WHAT IS EXPECTED>
Every line containing "would" should be identified and copied from the data below.
BEGIN DATA TO PROCESS
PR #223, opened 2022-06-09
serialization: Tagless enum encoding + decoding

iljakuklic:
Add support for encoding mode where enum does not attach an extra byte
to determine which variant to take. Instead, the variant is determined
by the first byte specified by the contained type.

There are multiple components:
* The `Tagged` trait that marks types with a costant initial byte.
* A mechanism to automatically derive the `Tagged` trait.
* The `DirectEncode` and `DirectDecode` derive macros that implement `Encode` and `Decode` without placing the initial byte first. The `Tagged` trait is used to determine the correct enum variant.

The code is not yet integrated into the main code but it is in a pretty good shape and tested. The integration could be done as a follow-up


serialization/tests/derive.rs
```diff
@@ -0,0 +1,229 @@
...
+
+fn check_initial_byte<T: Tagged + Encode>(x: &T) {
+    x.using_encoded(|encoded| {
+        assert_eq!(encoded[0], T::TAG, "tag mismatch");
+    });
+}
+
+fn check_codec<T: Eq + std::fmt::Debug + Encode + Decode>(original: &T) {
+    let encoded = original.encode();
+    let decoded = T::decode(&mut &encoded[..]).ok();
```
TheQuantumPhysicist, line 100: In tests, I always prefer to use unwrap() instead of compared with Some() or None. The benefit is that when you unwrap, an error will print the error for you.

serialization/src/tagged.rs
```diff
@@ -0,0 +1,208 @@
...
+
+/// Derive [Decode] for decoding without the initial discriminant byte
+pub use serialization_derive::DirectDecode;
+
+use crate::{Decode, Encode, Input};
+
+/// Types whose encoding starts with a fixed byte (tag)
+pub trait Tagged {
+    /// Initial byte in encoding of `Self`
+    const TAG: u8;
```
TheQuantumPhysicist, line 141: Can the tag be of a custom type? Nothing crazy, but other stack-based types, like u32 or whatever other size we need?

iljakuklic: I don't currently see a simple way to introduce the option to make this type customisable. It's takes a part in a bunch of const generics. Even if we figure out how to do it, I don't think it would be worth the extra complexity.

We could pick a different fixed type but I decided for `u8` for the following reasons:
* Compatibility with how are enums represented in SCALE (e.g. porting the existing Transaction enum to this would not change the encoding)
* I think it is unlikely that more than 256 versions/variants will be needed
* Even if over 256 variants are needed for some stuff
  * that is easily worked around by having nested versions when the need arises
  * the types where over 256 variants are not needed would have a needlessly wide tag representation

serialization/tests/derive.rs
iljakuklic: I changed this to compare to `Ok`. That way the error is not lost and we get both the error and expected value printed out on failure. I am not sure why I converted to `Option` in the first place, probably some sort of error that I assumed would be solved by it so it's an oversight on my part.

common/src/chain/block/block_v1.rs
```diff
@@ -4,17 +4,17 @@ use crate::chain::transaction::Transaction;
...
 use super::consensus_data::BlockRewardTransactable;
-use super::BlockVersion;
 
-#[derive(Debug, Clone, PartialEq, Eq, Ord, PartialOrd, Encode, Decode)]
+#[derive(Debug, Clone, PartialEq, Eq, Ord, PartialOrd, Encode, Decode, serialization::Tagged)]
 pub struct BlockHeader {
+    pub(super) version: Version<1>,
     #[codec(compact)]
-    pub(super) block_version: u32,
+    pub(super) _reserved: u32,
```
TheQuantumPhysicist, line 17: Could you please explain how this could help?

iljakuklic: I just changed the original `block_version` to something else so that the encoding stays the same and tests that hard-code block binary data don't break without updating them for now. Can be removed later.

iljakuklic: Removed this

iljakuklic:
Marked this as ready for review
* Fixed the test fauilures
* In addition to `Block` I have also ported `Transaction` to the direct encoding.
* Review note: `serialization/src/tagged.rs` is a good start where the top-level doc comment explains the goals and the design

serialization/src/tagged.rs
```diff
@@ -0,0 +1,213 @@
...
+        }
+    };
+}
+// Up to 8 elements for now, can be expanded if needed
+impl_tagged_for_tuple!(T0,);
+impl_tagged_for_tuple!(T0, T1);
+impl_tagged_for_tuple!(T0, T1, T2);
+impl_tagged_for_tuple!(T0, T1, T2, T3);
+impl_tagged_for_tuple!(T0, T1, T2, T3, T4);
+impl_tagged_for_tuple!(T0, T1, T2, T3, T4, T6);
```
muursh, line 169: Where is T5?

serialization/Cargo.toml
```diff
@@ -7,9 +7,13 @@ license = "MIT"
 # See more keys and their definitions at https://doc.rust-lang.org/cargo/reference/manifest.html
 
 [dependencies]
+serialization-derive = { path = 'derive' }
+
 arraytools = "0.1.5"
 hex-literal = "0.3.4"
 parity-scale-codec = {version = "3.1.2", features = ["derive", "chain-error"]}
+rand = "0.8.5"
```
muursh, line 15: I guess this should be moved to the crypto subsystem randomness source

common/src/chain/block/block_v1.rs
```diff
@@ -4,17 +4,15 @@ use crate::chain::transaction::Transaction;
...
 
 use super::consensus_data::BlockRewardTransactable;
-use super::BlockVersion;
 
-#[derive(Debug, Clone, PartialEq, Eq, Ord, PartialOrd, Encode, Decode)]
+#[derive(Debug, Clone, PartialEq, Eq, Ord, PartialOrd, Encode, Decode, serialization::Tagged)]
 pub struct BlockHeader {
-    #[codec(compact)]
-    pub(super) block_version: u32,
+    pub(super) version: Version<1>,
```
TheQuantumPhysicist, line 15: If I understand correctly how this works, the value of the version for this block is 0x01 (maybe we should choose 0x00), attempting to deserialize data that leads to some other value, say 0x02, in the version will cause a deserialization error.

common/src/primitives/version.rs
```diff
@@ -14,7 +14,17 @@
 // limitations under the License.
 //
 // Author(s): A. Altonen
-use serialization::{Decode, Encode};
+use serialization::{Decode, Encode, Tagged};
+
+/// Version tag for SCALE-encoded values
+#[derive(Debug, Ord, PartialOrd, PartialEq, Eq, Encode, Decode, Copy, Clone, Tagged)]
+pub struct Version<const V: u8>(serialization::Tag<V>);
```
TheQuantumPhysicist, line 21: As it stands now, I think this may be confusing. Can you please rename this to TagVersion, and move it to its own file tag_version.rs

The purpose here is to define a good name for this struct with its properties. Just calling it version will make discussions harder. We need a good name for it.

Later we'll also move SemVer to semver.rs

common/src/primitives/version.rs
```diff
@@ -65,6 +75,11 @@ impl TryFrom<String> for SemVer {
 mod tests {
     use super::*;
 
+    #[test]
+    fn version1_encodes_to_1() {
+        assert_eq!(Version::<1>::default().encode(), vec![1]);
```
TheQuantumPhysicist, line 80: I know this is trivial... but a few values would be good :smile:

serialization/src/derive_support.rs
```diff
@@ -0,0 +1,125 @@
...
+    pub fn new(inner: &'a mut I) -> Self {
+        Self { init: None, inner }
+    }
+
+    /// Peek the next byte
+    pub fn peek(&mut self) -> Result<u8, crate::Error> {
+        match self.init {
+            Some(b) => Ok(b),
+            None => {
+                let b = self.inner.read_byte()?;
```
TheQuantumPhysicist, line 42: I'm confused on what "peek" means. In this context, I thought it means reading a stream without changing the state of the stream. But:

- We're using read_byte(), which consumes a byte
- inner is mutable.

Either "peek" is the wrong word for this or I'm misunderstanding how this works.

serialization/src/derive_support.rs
END DATA TO PROCESS
BEGIN DATA TO PROCESS
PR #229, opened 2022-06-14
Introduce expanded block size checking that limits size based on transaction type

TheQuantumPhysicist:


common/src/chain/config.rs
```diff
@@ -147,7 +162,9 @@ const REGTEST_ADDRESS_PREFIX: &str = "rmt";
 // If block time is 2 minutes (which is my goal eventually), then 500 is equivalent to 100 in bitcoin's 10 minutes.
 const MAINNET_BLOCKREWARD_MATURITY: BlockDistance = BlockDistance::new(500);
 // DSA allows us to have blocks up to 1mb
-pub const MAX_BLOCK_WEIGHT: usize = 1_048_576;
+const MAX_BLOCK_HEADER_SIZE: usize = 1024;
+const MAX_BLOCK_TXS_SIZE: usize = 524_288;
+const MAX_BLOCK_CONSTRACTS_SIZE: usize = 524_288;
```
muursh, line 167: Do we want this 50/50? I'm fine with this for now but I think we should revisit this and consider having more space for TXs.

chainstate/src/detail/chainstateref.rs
END DATA TO PROCESS
EXERCISE RESULT>
iljakuklic: I don't currently see a simple way to introduce the option to make this type customisable. It's takes a part in a bunch of const generics. Even if we figure out how to do it, I don't think it would be worth the extra complexity.
* Compatibility with how are enums represented in SCALE (e.g. porting the existing Transaction enum to this would not change the encoding)
  * the types where over 256 variants are not needed would have a needlessly wide tag representation
iljakuklic: I changed this to compare to `Ok`. That way the error is not lost and we get both the error and expected value printed out on failure. I am not sure why I converted to `Option` in the first place, probably some sort of error that I assumed would be solved by it so it's an oversight on my part.
TheQuantumPhysicist, line 80: I know this is trivial... but a few values would be good :smile:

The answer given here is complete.